Supplied data:
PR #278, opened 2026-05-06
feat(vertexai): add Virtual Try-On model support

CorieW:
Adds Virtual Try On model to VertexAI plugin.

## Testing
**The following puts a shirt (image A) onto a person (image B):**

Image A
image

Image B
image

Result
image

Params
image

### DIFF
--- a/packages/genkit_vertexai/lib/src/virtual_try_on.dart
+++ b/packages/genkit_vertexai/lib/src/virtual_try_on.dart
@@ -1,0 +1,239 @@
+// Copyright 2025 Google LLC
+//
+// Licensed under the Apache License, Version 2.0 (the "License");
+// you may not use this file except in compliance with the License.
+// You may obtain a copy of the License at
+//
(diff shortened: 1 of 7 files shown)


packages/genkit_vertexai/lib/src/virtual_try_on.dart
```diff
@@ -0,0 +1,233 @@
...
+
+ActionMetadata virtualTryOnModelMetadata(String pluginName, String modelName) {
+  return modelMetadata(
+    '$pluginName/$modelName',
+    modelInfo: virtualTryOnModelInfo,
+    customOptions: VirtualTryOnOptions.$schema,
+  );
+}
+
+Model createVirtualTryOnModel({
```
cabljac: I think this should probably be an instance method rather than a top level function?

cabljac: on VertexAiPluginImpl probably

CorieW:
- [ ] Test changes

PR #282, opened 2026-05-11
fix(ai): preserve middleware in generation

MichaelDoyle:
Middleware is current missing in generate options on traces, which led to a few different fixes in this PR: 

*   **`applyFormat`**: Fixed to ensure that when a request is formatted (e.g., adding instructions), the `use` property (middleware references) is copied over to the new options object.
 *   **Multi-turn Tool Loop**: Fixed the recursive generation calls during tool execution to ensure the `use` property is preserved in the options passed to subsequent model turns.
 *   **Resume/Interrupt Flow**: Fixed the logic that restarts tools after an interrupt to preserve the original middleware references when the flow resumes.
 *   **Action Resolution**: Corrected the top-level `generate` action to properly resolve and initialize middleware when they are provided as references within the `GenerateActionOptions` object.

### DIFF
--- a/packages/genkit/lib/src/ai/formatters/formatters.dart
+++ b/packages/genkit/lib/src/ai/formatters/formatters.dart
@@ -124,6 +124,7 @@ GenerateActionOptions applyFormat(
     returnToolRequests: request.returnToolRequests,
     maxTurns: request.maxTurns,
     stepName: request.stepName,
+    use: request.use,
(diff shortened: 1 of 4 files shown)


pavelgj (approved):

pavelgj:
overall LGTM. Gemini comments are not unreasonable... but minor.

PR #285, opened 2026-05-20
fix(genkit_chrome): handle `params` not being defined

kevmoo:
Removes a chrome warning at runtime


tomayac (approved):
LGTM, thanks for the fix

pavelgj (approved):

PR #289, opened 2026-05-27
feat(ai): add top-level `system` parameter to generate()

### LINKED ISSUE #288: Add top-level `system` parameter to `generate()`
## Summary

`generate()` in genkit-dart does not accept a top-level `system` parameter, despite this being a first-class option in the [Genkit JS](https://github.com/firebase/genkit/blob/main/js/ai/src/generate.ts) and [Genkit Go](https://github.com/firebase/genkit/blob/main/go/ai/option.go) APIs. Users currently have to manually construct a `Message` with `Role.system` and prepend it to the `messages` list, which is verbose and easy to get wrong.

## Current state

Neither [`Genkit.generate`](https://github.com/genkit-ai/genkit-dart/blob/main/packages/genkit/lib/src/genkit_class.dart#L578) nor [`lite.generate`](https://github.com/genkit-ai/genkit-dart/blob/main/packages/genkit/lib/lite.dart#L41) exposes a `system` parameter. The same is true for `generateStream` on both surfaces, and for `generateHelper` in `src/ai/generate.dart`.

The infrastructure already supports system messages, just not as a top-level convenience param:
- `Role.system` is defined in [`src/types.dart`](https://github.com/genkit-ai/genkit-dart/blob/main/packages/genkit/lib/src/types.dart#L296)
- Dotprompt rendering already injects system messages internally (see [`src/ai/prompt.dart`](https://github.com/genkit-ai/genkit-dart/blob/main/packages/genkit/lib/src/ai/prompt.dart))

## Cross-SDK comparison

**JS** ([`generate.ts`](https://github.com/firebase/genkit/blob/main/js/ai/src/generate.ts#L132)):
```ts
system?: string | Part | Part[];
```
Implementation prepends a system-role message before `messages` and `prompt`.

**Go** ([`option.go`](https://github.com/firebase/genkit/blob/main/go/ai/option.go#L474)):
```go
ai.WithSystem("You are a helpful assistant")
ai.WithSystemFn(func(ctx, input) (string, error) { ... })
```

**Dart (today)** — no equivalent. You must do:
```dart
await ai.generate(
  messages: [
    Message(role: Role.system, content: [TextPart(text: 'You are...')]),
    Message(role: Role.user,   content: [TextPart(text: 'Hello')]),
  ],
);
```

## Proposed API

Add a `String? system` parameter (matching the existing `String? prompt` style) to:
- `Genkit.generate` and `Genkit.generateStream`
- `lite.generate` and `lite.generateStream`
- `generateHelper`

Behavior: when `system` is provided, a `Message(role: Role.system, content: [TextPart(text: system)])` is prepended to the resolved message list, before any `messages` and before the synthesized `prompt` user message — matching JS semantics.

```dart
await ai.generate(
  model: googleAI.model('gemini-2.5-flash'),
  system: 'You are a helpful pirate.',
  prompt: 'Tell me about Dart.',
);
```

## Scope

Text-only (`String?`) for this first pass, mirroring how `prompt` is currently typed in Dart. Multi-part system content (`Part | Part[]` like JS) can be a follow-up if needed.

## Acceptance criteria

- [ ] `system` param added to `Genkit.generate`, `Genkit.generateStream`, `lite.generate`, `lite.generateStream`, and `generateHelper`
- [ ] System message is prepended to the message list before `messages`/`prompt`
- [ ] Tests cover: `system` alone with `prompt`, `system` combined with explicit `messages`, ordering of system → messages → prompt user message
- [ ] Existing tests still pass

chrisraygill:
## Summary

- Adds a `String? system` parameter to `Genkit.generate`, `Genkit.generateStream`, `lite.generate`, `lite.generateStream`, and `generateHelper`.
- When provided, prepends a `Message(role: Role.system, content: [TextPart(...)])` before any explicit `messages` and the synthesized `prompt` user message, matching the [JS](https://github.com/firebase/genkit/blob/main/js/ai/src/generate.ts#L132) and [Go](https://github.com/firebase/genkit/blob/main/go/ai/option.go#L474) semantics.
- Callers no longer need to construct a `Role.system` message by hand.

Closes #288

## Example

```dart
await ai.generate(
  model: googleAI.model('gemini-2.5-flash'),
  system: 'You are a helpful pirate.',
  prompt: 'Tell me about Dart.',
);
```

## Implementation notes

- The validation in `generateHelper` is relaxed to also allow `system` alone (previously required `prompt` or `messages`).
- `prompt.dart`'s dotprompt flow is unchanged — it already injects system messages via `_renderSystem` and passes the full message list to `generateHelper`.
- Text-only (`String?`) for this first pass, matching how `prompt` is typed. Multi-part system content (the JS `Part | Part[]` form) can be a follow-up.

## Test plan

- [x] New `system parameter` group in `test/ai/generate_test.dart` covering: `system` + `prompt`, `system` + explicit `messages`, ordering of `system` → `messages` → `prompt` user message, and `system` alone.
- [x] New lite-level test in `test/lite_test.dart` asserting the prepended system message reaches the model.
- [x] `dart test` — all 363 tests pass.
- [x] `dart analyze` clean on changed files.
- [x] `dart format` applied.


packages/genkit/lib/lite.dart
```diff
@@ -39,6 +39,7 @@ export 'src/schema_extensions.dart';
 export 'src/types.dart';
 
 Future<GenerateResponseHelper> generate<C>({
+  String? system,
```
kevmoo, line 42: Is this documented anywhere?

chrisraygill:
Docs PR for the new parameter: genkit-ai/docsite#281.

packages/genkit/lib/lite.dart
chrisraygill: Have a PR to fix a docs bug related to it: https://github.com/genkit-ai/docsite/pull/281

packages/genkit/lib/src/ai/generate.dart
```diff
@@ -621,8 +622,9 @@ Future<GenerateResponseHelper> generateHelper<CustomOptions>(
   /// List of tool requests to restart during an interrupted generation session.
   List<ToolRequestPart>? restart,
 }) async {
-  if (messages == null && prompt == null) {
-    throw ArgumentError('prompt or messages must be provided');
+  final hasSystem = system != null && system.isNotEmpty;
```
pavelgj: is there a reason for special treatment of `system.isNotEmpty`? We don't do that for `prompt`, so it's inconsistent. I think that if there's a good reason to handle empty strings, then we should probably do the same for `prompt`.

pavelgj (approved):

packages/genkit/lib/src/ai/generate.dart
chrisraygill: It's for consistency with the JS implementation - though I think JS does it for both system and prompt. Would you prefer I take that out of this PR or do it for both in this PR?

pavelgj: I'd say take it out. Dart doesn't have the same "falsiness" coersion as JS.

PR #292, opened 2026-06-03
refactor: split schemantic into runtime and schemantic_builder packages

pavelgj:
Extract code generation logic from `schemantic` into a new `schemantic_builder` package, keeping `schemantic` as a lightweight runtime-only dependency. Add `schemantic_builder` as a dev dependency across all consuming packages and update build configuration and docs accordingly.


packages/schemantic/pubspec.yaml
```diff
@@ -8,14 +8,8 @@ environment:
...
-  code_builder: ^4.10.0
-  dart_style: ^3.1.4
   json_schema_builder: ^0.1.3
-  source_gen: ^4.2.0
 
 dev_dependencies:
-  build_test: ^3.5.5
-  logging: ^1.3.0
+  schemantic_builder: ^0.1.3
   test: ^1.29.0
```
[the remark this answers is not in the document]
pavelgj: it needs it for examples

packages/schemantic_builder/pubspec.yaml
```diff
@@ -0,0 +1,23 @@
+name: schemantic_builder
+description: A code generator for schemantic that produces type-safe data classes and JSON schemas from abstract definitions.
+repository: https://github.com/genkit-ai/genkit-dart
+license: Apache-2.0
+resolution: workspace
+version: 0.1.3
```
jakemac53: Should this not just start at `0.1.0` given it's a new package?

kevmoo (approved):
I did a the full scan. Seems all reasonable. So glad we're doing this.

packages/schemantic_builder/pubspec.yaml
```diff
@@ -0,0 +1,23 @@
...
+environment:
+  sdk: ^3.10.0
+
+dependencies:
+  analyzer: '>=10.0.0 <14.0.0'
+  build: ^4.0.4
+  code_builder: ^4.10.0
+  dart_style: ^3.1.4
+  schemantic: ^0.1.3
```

Assignment: Set down verbatim only the lines between the start of the data above and the line with "with the License.", both boundaries included.

Answer:
PR #278, opened 2026-05-06
feat(vertexai): add Virtual Try-On model support

CorieW:
Adds Virtual Try On model to VertexAI plugin.

## Testing
**The following puts a shirt (image A) onto a person (image B):**

Image A
image

Image B
image

Result
image

Params
image

### DIFF
--- a/packages/genkit_vertexai/lib/src/virtual_try_on.dart
+++ b/packages/genkit_vertexai/lib/src/virtual_try_on.dart
@@ -1,0 +1,239 @@
+// Copyright 2025 Google LLC
+//
+// Licensed under the Apache License, Version 2.0 (the "License");
+// you may not use this file except in compliance with the License.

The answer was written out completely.